You recently were on a committee of the National Academy of Sciences, Engineering and Medicine that made recommendations to the federal Bureau of Safety and Environmental Enforcement (BSEE) on modernizing the inspection of offshore oil and gas platforms. How did decision analysis apply?

The legislation in place basically says that BSEE will inspect every platform once a year. There are approximately 1,700 of these platforms in the Gulf of Mexico. In the past, the BSEE inspectors went to each rig and used a protocol similar to a checklist of items and operations to inspect it.

These inspections have provided a wealth of data that can now be analyzed to determine the history of how well these platforms have performed, both individually and as groups categorized by size. Our committee supported the increased use of tools of decision and risk analysis to emphasize the use of “risk based” inspections. The objective is to identify high-risk offshore platforms that should be subject to inspections that are more focused and perhaps more frequent.

Another interesting trend in your review is that people are using decision analysis in everyday life.
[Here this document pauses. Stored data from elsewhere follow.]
PR #732, opened 2021-03-08
Indicis for EF Providers

DavidPx:
#709 

Added a number of indices to the EF context configuration.    

* multi-column: I tried to target the calls that the background services make
* single-column: these will help UIs filter/sort by the various fields

I've deployed/migrated all three providers and ran the sample app.

Note that the nvarchar SQL Server columns affected by this PR have been changed from `nvarchar(max)` to `nvarchar(450)` because:
A) SQL Server cannot index `varchar(max)` fields
B) Older verions have a 900 byte size limit to indices


sfmskywalker (approved):

sfmskywalker:
Great stuff. Thanks for the PR!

People are much more inclined to use probabilities in casual conversations these days. One of the examples is weather forecasting. The United States is one of the few countries where the weather forecasters give you probabilities of rain, rather than just saying it is likely or not likely. We conjecture that public familiarity with these forecasts has contributed to a broader acceptance of probabilistic estimates of outcomes to support decision making.
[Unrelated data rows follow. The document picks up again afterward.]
Issue #552, opened 2021-01-04
Bug: Elsa 2.0 MongoDb Deserializing


Rafael94:
When loading workflow instances I get the following error. 

`An error occurred while deserializing the Activities property of class Elsa.Models.WorkflowInstance: An error occurred while deserializing the Output property of class Elsa.Models.ActivityInstance: Unknown discriminator value 'FinishOutput'.`

I already know the cause of this: https://stackoverflow.com/a/43312423

`BsonClassMap.RegisterClassMap<FinishOutput>();` will fix the problem.

But it will probably happen more often. It would be best to register the classes centrally, so that in Elsa.Persistence.MongoDb only the central place has to be read and thus no dependencies to other projects exist.

I just don't know yet where it is nicest and how to name it best.

sfmskywalker:
That's a problem. I think I should be storing Output values as JTokens instead. The consuming code needs to know the targt type anyway, so they may just as well deserialize JTokens themselves (using convenience helpers).

Rafael94:
That is also a good idea.  Could you see if you can do it with `System.Text.Json` (https://devblogs.microsoft.com/dotnet/try-the-new-system-text-json-apis/ `JsonElement`) instead of Newtonsoft? `System.Text.Json` comes directly from Microsoft and might be faster.

craigfowler:
@sfmskywalker - would you be opposed to splitting this into two or even three separate issues, so they can be prioritised independently?  We've got:

* This bug - reading from MongoDb crashes
* Revisiting what is stored in the db: A model class or a JSON token object
* Evaluating a switch to `System.Text.Json` from Json.NET

I think that these could be three separate pieces of work and might not _all_ need to go in 2.0.0.  The only concerns about _not doing one or more of these in 2.0.0_ is that I suspect changing what's stored in the DB would force a breaking change (pushing it to 3.0.0).

I'm not against any of these suggestions though; indeed, I think @Rafael94 's idea is a good one.  It does look suspiciously like it would become a solution-wide job though.  I see 89 matches for `using Newtonsoft.Json` at the moment, so it probably wouldn't be a quick swap.

sfmskywalker:
@craigfowler Not at all, I think you're spot-on with those suggestions.

[...]

PR #735, opened 2021-03-09
Resolve #728 workflow instances weren't persisting

### LINKED ISSUE #728: Workflow instances are not persisted when they should be
As demonstrated in the code at https://github.com/craigfowler/elsa-core/commit/672e32a7caae61355e928bc4c299e3687f468d17 (the new test added in this commit), the workflow instance which is created in this test never makes it to the MongoDb persistence store.  This is despite the workflow including a `UserTask` activity which would suspend the workflow and preventing it from completing immediately.

This issue is to diagnose and fix this issue with workflow persistence.  It has been proven to affect MongoDb and also anecdotally affects Entity Framework.  **Update**: This is confirmed to affect all persistence, _not just MongoDb_.

## Acceptance criteria
* A workflow should be persisted at at least one point after it has begun executing
* Test coverage must be added to prove that this works with at least an in-memory persistence store (ideally add a MongoDb test case as well)
* The default persistence behaviour for a workflow _should be altered to be_ `WorkflowPersistenceBehavior.WorkflowBurst` (currently it is implicitly `Suspended`)

craigfowler:
In short (there's A LOT MORE info in the comments to #728 itself):

* This bug wasn't (anywhere near) as serious as we first thought.  The test case I was using was triggering some behaviour which I didn't know about, which meant workflow instances didn't persist due to intended functionality.
* There was a (real) bug with the `ActivityExecuted` persistence behaviour - it wasn't triggering persistence of the workflow instance.  That's fixed now.
* I have changed the default persistence behaviour to `WorkflowBurst` as suggested
* This PR is based on the initial work I was doing towards #552.
  * Once this PR is merged to the v2 branch, I'll pick up #552 again by back-merging v2 into that feature branch and resuming the original investigation.

I left a TODO note on the persistence behaviour enum.  I'm totally willing to do that, and I half-encourage you to fail the PR and ask me to do it.  I could use a little help pointing out where I would need to consume that service though.  I don't yet know all of the places which could set up a persistence behaviour (or is it _only_ the workflow builder?).

Alternatively I could just delete the TODO comment and leave it working the same as it is already.  I'm only anxious about it because it's implicit behaviour and not explicit.  Change the order of items in the enum and whoops!


src/core/Elsa.Abstractions/Models/WorkflowPersistenceBehavior.cs
```diff
@@ -6,15 +6,21 @@ namespace Elsa.Models
...
-        Suspended,
-        
+        WorkflowBurst = 0,
+
         /// <summary>
-        /// Workflow instances are persisted after the workflow completed a burst of execution.
+        /// Workflow instances are persisted only when being suspended. 
         /// </summary>
-        WorkflowBurst,
+        Suspended,
```
sfmskywalker, line 23: Indeed, let's not change the order like this, but instead explicitly set the default behavior when constructing a workflow blueprint.

When building workflows using the builder API, this means setting the default behavior on `WorkflowBuilder`.
When building workflows using the designer, this means updating the designer to an empty workflow instance with the default behavior.

The reason I prefer not to change the order of the enum values is because they go from "persists lazily" --> "persist eagerly"

PS: You made a typo in your comment ;)

src/core/Elsa.Core/Handlers/PersistWorkflow.cs
```diff
@@ -28,12 +29,16 @@ public PersistWorkflow(IWorkflowInstanceStore workflowInstanceStore, ILogger<Per
 
         public async Task Handle(WorkflowSuspended notification, CancellationToken cancellationToken)
         {
+            _logger.LogTrace("Received notification {notification}", notification);
```
sfmskywalker, line 32: I can see how logging is helpful. So how about we introduce a logging behavior for Mediatr? Something like what is described in [this blog post](https://dev.to/raulismasiukas/logging-pipeline-with-mediatr-5d4f). Then we can remove the repetitive logging statements, while automatically getting logging for all notification handlers.

sfmskywalker (changes requested):
Just a couple of small things to consider.
Beyond that, I agree with the fix. 

PS. Digging the integrations tests!

src/core/Elsa.Abstractions/Models/WorkflowPersistenceBehavior.cs
craigfowler: I'm glad you asked about this, because it's the exact same as I was thinking.

> When building workflows using the designer, this means updating the designer to an empty workflow instance with the default behavior.

Do you have any hints as to where the code change needs to be made in order to the bit where you suggest _"updating the designer to an empty workflow instance"_?  I've not even looked at the designer/dashboard/UI stuff at all yet and I know it's currently in flux so I've not been rushing to look into it yet either.  So any pointer to the right code welcome thanks :)

Otherwise, totally, I can make the change in the builder class.  Are there any other places you can think of which might initialise a persistence behaviour?

PS:  It actually took me a few re-reads to remember that US English doesn't include a U in the word "behaviour" 😆   Goes all the way back to things I was taught in childhood to remember the spelling:  "It's not **my** behaviour, it's **our** behaviour".  Thankfully I'm deleting that comment and reverting that part of the change anyway.

src/core/Elsa.Core/Handlers/PersistWorkflow.cs
craigfowler: That seems pretty cool and I did wonder at the time whether I could do that logging better.  It wasn't my chief concern though because I only wanted some proof that the persistence methods were actually being used.

The generalised solution in the blog looks good.  The only thing I think which might be useful to add to that would be to record which handler method(s) are receiving the notifications.  I put the logging there to try and figure out "did this even get called?" (I'd have used a breakpoint but Omnisharp's debugger kept crashing on me when executing this code).  So, just "mediatr received a notification of type X and relayed it to zero or more handlers" doesn't tell me "Handler X was notified & Handler Y was notified but Handler Z was not" etc.

I'll see if I can adapt the example in the blog though, to a degree I'd forgotten I even left the logging logic in the PR.  But now it's in there I may as well do it properly 😄

src/core/Elsa.Abstractions/Models/WorkflowPersistenceBehavior.cs
sfmskywalker: Sure, it's right here on [this line](https://github.com/elsa-workflows/elsa-core/blob/feature/elsa-2.0/src/designer/elsa-workflows-studio/src/components/designers/tree/elsa-designer-tree/elsa-designer-tree.tsx#L18).

But feel free to skip it, I can just as easily add & test it.

PS: Hahaha sorry, I just couldn't help myself 😄

src/core/Elsa.Core/Handlers/PersistWorkflow.cs
sfmskywalker: > I'll see if I can adapt the example in the blog though, to a degree I'd forgotten I even left the logging logic in the PR. But now it's in there I may as well do it properly 😄

Sounds good! But feel free to do it as a separate PR if you wish.

src/core/Elsa.Abstractions/Models/WorkflowPersistenceBehavior.cs
craigfowler: Done

src/core/Elsa.Core/Handlers/PersistWorkflow.cs
craigfowler: I backed-out the repeated logging.  I had a look into the technique linked in the blog post but [it is no good for notification handlers, only request handlers](https://github.com/jbogard/MediatR/wiki/Behaviors#nb).

I went on to look into [the technique described here, adding custom publish behaviour](https://github.com/jbogard/MediatR/wiki#publish-strategies) - overriding `PublishCore` to inject logging.  It worked to a degree but clearly the instances of `Func<INotification, CancellationToken, Task>` which are received by this method do not point to _the real/original methods_ on the notification handler classes, they are lambda functions which wrap those original methods.  That means that [the `Target`  and `Method` properties](https://docs.microsoft.com/en-us/dotnet/api/system.delegate?view=net-5.0#properties) of that delegate provide only meaningless names, and don't point to the actual concrete class which was going to handle the notification.

Since this is an aside from the overall aim of this PR, I've just backed it all out.  The net effect is that I think there's not much (if any) change now.

sfmskywalker (approved):
Great stuff. Thank you!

You cited one study that calibrated forecasts against historical weather data. How did that work?

Let’s say a weather forecaster said, “I think there’s a 50% chance of rain on a particular day.” Now, let’s look back at all of those days where there was a forecast of a 50% chance of rain and use historical data to determine the percentage of time it actually did rain. It turns out that when forecasters say there is a 50% chance of rain, about half the time it rains, and about half the time it does not. The study validates that the weather forecasters do a good job of providing useful forecasts.
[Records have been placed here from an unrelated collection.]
PR #741, opened 2021-03-10
Refactor options provider with DI support

sfmskywalker:


craigfowler (approved):
That's certainly the kind of solution I was describing in Discord.

A couple of things to consider (but 100% up to you to ignore or not):
* The act of "getting the options" could totally be refactored out of `ActivityDescriber` into a service (interface & impl class) of its own.
  * That would help follow [SRP] and also make the code easier to test in a self-contained manner (more on that below).
  * It also reduces the cognitive complexity of each overall class.  Someone reading `ActivityDescriber` only needs know that a (say) `IGetsOptionsForActivityProperty` gets the options somehow.  Someone reading the impl class for that interface need not worry about the other contextual aspects of describing an activity, since getting the options is a stand-alone responsibility.
* You could totally create a test for this at the unit-testing level.  Take an `ActivityDescriber`, with a sample activity (decorated with attribs), then test that the describe method returns an object which was created using the logic you declared.  It'd serve as both an example which can be followed, and help prevent regressions.
  * The "cost of entry" to writing that test would probably be lower if the functionality were refactored out as above.  The unit test wouldn't be broken if something related to the rest of describing an activity "got in the way" of the test logic.

[SRP]: https://en.wikipedia.org/wiki/Single-responsibility_principle

But yes, these are low-priority suggestions rather than my saying _"you shouldn't merge this without doing this stuff"_.

sfmskywalker:
Very good suggestions, I agree with all of them. What I'll do as part of this PR is extract the options provider resolver thing. Although you won't find me writing tests until anytime soon until after the dust has settled, at least it would make that path a little bit easier ;)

Similar studies in pharmaceutical companies have shown that well-trained specialists do a very accurate job in predicting the probability of success of a new drug as it moves through the three stages of the Food and Drug Administration drug testing process.

How does decision analysis help with another everyday activity: car shopping?

In buying a car, people have multiple criteria or objectives in mind. What is the purchase price? What are the operating costs? How does it drive and how does it look?

It is possible to help people to think about their choices by talking about these different criteria and suggesting weights for them that, loosely speaking, reflect their relative importance. In addition, different cars can be rated on each criterion on a numerical scale. The ratings can then be multiplied by the weights and added up to rank the alternatives.

An individual could develop his or her own weights and ratings, but it may be easier to use ratings that have been developed by people who have similar preferences to yours. A magazine such as Consumer Reports may provide ratings with more weight on safety and affordability. One may get very different ratings in a magazine for automobile enthusiasts like Car and Driver with higher weights on acceleration and handling. Decision analysis theories provide the underlying methodologies for developing these ranking systems in a logical and reasonable way.

Innovations in the Science and Practice of Decision Analysis: The Role of Management Science” is published in Management Science.